**Instructions for the task**. Go through the listing below, count the lines that contain "were", and state the number alone.

**Material for this task**.
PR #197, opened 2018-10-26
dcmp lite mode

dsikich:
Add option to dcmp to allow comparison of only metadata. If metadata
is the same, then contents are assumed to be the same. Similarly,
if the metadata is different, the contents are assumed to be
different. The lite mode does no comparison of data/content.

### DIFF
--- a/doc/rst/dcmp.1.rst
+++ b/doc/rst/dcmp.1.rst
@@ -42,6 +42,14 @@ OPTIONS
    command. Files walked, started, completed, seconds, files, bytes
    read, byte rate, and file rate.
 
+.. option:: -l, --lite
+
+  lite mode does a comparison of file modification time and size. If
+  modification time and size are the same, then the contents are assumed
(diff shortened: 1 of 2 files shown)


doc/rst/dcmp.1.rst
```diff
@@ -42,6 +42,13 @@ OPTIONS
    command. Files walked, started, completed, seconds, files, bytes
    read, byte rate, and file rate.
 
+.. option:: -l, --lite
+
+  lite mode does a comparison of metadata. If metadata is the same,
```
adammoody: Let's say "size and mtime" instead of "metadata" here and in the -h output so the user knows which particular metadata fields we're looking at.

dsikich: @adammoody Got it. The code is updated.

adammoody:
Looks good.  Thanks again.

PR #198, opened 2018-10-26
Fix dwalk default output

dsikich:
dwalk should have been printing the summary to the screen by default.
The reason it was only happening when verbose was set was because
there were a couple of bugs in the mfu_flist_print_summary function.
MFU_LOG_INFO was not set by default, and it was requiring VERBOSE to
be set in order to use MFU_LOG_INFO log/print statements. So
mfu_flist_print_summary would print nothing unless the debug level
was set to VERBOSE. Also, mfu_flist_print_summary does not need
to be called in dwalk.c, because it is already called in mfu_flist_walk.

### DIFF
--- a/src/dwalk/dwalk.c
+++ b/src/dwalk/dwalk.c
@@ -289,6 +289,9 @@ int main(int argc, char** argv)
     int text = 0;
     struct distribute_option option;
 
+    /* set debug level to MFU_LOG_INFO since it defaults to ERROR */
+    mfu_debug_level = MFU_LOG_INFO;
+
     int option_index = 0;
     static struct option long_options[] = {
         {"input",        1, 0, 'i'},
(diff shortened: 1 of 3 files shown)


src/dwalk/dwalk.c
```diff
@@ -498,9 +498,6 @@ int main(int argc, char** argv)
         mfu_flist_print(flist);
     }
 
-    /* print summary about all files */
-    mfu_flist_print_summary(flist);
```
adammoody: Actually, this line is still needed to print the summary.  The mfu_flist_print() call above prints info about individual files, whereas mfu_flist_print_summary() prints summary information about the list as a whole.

==

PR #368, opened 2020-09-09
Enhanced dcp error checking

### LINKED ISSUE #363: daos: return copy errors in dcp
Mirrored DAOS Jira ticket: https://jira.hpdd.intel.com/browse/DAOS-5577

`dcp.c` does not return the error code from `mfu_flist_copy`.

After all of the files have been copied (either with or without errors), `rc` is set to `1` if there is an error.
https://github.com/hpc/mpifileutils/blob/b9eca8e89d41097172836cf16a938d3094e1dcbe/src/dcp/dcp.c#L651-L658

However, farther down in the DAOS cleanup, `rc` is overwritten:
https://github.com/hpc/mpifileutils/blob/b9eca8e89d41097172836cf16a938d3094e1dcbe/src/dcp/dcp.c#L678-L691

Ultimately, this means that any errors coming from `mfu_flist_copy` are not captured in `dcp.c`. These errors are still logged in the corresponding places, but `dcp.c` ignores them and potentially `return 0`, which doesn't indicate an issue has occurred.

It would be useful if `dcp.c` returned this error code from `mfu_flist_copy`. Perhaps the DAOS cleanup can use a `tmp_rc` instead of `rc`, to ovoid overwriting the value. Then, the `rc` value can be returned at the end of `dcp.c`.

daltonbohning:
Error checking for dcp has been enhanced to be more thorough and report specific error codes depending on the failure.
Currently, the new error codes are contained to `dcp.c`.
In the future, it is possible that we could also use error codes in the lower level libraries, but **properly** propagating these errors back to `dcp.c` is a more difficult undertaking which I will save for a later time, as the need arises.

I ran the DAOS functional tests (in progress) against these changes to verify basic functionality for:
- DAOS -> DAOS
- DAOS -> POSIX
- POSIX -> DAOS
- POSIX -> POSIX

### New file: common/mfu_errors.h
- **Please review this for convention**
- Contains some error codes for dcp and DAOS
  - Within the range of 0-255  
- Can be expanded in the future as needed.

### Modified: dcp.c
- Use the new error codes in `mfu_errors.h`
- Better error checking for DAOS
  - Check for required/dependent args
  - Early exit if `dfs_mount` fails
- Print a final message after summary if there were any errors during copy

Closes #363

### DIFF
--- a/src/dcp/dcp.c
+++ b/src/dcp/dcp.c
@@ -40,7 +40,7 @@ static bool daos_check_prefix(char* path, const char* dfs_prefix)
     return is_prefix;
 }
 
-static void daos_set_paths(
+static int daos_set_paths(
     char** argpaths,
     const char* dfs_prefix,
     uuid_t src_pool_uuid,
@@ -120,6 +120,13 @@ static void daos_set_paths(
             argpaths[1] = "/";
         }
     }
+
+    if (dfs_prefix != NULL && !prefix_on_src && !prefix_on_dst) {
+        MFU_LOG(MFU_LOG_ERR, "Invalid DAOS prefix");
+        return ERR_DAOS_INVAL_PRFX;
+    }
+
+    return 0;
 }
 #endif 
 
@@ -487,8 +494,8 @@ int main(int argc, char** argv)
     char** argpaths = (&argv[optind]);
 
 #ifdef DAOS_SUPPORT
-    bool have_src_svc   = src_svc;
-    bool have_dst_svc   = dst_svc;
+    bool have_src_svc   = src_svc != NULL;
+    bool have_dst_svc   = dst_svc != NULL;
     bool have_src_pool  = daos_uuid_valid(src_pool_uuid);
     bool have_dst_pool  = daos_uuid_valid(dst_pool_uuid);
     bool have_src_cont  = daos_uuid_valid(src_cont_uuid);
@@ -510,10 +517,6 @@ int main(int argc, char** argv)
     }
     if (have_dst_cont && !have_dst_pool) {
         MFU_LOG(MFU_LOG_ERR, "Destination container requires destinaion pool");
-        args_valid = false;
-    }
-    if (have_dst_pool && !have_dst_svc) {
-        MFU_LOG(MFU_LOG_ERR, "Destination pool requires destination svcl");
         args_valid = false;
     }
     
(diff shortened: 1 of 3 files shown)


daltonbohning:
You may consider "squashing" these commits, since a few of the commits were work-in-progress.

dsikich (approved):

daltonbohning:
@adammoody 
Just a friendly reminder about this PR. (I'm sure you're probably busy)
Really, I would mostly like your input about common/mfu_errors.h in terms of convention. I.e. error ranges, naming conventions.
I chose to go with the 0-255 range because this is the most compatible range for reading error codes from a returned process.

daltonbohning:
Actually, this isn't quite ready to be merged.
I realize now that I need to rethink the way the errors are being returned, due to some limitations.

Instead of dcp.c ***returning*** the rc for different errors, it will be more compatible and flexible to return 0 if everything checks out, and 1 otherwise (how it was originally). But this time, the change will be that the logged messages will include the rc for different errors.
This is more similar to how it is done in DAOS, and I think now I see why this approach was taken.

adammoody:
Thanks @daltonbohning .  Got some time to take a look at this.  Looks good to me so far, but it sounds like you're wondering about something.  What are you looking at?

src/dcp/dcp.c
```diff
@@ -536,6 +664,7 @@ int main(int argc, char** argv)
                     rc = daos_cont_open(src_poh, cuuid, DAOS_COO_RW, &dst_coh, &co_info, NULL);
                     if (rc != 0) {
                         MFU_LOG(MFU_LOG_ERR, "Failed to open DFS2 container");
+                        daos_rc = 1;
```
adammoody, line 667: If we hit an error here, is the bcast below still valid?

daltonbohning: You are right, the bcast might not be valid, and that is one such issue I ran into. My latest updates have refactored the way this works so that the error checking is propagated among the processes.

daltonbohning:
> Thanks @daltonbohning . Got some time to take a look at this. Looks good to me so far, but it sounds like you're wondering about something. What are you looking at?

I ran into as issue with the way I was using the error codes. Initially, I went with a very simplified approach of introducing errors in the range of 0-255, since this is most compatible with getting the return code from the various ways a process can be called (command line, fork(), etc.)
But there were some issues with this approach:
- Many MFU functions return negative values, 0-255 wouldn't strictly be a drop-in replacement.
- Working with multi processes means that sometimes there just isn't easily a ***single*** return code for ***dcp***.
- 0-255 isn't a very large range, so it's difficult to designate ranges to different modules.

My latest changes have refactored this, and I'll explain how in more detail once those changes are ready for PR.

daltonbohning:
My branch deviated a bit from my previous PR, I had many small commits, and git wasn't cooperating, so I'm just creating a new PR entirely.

---

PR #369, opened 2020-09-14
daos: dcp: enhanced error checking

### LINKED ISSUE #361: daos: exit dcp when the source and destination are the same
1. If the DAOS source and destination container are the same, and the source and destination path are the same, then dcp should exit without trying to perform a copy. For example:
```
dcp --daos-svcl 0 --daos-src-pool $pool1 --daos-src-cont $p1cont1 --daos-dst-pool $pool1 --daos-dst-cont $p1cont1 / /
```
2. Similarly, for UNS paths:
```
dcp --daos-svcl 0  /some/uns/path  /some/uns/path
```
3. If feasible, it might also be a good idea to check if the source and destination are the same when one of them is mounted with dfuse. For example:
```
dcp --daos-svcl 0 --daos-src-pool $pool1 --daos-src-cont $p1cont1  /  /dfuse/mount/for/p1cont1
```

**Reply**. 4